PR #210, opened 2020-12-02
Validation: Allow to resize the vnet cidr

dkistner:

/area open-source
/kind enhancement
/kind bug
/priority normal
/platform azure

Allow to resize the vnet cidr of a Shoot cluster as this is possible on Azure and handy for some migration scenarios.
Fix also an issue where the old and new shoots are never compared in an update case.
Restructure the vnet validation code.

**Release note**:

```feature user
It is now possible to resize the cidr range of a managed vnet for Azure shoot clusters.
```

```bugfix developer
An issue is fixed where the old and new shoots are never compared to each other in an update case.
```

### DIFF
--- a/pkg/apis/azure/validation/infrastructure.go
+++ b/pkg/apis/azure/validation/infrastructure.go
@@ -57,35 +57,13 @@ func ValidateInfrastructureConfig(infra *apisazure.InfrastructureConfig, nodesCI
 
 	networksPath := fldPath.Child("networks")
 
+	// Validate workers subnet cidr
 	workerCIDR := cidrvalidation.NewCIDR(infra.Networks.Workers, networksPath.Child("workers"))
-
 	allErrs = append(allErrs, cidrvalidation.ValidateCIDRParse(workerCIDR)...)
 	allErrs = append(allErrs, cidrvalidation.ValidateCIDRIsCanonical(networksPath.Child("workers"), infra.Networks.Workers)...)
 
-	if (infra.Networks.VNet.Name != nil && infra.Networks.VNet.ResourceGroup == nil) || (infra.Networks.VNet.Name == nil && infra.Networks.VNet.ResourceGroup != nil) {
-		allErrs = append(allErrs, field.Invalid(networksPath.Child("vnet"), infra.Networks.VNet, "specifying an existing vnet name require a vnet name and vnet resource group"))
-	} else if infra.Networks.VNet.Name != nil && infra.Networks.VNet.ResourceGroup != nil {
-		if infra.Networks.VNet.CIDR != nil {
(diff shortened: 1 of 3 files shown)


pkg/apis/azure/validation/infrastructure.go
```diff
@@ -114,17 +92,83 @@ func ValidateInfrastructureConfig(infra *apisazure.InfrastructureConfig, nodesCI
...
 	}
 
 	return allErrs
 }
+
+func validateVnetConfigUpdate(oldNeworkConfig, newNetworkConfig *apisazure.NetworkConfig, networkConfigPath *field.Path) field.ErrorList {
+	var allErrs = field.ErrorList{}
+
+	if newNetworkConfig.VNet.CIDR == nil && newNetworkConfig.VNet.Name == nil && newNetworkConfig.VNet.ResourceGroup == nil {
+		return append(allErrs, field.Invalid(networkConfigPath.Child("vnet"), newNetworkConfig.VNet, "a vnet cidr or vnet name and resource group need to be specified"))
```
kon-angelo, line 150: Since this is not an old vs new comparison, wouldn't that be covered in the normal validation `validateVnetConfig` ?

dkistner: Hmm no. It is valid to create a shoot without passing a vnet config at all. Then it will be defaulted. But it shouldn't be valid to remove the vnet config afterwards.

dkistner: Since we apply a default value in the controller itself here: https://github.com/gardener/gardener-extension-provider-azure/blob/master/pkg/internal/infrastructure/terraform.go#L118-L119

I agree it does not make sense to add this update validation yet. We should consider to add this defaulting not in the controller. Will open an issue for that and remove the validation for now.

================================

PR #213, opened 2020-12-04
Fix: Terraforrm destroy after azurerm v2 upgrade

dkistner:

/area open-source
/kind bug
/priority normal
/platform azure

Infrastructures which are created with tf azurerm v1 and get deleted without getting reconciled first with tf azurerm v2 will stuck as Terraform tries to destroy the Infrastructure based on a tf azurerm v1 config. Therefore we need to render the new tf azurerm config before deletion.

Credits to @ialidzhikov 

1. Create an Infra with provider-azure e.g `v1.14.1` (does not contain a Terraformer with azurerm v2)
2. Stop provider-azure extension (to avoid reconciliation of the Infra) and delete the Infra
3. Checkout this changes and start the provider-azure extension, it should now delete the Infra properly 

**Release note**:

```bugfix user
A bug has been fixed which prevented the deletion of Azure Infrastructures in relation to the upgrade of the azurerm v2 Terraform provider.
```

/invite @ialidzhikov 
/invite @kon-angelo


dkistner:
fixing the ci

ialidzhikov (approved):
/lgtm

================================

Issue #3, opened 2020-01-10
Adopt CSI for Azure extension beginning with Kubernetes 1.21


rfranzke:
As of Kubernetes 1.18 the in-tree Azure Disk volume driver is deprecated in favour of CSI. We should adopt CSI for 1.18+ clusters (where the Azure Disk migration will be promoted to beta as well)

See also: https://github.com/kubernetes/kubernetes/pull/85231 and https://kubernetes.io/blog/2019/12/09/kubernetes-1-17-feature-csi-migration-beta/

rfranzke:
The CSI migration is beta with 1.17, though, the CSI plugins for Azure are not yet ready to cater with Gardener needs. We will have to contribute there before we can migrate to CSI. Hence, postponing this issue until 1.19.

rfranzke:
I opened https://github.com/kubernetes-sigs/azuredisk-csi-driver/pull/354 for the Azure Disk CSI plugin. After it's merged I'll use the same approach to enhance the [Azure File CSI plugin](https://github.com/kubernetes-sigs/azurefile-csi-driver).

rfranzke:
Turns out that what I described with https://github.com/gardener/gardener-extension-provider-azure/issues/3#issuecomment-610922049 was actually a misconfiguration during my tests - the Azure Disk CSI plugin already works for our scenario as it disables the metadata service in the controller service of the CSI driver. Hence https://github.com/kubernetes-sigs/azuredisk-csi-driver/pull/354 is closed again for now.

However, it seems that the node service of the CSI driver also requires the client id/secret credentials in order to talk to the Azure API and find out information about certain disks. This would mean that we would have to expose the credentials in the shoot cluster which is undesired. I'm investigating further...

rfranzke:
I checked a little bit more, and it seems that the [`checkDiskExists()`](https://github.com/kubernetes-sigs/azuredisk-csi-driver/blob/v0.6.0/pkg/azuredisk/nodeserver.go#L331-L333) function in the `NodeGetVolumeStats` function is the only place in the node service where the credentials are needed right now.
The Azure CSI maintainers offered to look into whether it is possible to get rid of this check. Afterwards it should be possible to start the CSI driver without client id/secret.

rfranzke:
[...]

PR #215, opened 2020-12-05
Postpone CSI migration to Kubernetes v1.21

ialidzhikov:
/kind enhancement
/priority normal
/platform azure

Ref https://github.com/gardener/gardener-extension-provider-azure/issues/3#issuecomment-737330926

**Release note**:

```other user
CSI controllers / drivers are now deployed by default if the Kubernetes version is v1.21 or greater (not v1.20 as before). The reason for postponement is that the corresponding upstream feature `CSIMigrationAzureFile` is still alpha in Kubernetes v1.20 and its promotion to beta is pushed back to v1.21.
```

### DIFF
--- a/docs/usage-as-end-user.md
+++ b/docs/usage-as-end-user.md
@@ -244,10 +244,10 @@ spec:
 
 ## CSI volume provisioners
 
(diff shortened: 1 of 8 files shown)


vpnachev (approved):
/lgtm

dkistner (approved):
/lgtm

================================

** WHAT YOU WILL DO **
Give back precisely the lines above that start at the line containing "dkistner: Hmm no." and end at the line containing "I agree it does", inclusive. No other lines belong in the output.

** TASK OUTPUT **
dkistner: Hmm no. It is valid to create a shoot without passing a vnet config at all. Then it will be defaulted. But it shouldn't be valid to remove the vnet config afterwards.

dkistner: Since we apply a default value in the controller itself here: https://github.com/gardener/gardener-extension-provider-azure/blob/master/pkg/internal/infrastructure/terraform.go#L118-L119

I agree it does not make sense to add this update validation yet. We should consider to add this defaulting not in the controller. Will open an issue for that and remove the validation for now.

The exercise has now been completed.